(Stored items)
+ + + + + + +
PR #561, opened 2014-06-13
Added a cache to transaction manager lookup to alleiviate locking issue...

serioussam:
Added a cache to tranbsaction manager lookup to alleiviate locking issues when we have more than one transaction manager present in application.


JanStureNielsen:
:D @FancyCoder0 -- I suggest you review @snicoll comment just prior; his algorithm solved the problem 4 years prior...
+ + + + + + +
→ Directions for this task
All of the data above is to be transcribed without alteration.

→ Result for this exercise
PR #561, opened 2014-06-13
Added a cache to transaction manager lookup to alleiviate locking issue...

serioussam:
Added a cache to tranbsaction manager lookup to alleiviate locking issues when we have more than one transaction manager present in application.


JanStureNielsen:
:D @FancyCoder0 -- I suggest you review @snicoll comment just prior; his algorithm solved the problem 4 years prior...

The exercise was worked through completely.